* **Prompt**
List all the lines in these records that hold "will".

-- Records to process follows --

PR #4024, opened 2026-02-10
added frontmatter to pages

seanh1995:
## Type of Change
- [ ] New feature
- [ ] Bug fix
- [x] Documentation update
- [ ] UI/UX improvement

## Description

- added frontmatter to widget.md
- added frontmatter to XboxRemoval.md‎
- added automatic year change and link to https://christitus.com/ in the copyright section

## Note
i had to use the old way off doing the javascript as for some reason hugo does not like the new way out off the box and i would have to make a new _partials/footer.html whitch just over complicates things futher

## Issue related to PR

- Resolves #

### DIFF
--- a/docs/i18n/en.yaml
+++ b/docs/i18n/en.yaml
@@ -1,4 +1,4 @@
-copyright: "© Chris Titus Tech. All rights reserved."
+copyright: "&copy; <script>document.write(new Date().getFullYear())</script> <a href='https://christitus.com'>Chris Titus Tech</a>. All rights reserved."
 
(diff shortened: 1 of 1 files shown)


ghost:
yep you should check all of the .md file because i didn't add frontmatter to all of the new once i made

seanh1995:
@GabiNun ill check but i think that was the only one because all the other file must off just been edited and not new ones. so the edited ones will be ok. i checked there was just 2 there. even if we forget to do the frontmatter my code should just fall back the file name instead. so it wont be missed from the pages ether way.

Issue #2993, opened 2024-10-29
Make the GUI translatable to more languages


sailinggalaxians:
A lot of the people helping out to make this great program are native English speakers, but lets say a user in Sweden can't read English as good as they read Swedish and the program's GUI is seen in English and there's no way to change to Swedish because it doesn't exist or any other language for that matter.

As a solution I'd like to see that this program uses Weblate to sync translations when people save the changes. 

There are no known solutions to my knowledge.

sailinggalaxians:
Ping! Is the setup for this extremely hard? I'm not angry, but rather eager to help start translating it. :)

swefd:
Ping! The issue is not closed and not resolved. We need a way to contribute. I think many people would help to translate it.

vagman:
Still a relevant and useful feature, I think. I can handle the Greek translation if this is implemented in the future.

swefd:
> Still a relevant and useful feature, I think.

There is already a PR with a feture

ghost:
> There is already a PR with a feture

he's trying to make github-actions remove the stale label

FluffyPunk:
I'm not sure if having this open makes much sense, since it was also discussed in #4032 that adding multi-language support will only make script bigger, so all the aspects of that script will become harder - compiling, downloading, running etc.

-- Records to process concluded --

* **Exercise response**
@GabiNun ill check but i think that was the only one because all the other file must off just been edited and not new ones. so the edited ones will be ok. i checked there was just 2 there. even if we forget to do the frontmatter my code should just fall back the file name instead. so it wont be missed from the pages ether way.
I'm not sure if having this open makes much sense, since it was also discussed in #4032 that adding multi-language support will only make script bigger, so all the aspects of that script will become harder - compiling, downloading, running etc.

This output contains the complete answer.